Der heilige Abend wird heuer vom Kulturkreis Freisingerberg mit einer besonders heimeligen „Krippenszene“ in der über 400 Jahre alten Bauenstube im Bäckerhaus Piaty im Internet online gezeigt.

Hier der Link für die weltweite Premiere um 17 Uhr:

Stadtdichter Fred Eichleter hat dazu extra einen „eigenen Reim“ gemacht:

In uns‘rer Ybbstalbauernstub‘
singt ein Waidhofner Bauernbub‘,
als Hirt‘ gekleidet, schlicht und sacht,
das Lied der „Stillen, heil‘gen Nacht“!

Ein Lied, das um die Erde ging,
das sich in Menschenherzen fing,
das in der ganz besond‘ren Nacht
uns Weihnachten so festlich macht!

Schaut euch in dieser Stube um,
gar vieles dort erinnert stumm
an hartes Leben, Freud und Leid
und ländliche Vergangenheit!

Hier drinn‘ vergessen wir die Zeit
samt Schatten der Vergangenheit!
Hier ist man Mensch, nur Mensch allein,
…hier darf der Abend still noch sein!

Im Jahre 1614 – kurz vor Ausbruch des 30- jährigen Krieges – wurde in der Nähe von Waidhofen an der Ybbs ein Bauernhaus gebaut – mit einer urigen Stube.

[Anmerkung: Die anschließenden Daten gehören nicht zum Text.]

PR #9161, opened 2020-10-12
fix(TypeScript): client-side form binder validation errors because of value having unused deep optional fields

### LINKED ISSUE #9114: Vaadin for TypeScript: @vaadin/form Binder throws exception when trying to validate nullable object property
To reproduce
1. Clone the [CRM TS](https://github.com/vaadin-learning-center/crm-tutorial-typescript) project
2. Change the Vaadin version to 17.0.4 and flow version to 5.0-SNAPSHOT
3. Open the list view, Click the **Add Contact** button. 
4. Select a value for the Company combobox, the attached exception is thrown
Screenshot 2020-10-05 at 16 09 07

platosha:
Fixes #9114

### DIFF
--- a/flow-client/src/main/resources/META-INF/resources/frontend/form/BinderNode.ts
+++ b/flow-client/src/main/resources/META-INF/resources/frontend/form/BinderNode.ts
@@ -339,8 +339,11 @@ export class BinderNode<T, M extends AbstractModel<T>> {
         }
       }
     } else if (this.model instanceof ArrayModel) {
-      for (const childModel of this.model) {
-        yield childModel;
+      // Only iterate if optional array is initialised
+      if (this.value !== undefined) {
+        for (const childModel of this.model) {
+          yield childModel;
+        }
       }
     }
   }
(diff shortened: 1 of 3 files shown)


haijian-vaadin (changes requested):
I tried it out on our CRM TS tutorial. It works now when I bind the company object to the Combobox, however, if I try to bind it to the company id property, as we did before
```
<vaadin-combo-box
        label="Company"
        item-label-path="name"
        item-value-path="id"
        .items=${this.companies}
        ...="${field(this.binder.model.company.id)}"
></vaadin-combo-box>
```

1962 war dieses Bauernhaus unbewohnbar geworden, nur die alte Stube mit den kleinen Fenstern und dem alten Trambaum war noch erhalten. Kurz vor dem Abriss dieser Stube kam der Bäckermeister Karl Piaty (geb. 1910) zum Fotografieren vorbei. Aber diese Stube begeisterte ihn so sehr, daß er die Holzfenster, den Tram, den Herrgottwinkel und Tisch und Bänke vor der Verbrennung rettete und in seinem Bäckerhaus am Dachboden wieder aufstellte.

Diese Stube ist heute der Mittelpunkt der „Bäuerlichen Volkskundesammlung Piaty“ mit über 2500 Gegenständen aus nur 10 km Umkreis von Waidhofen.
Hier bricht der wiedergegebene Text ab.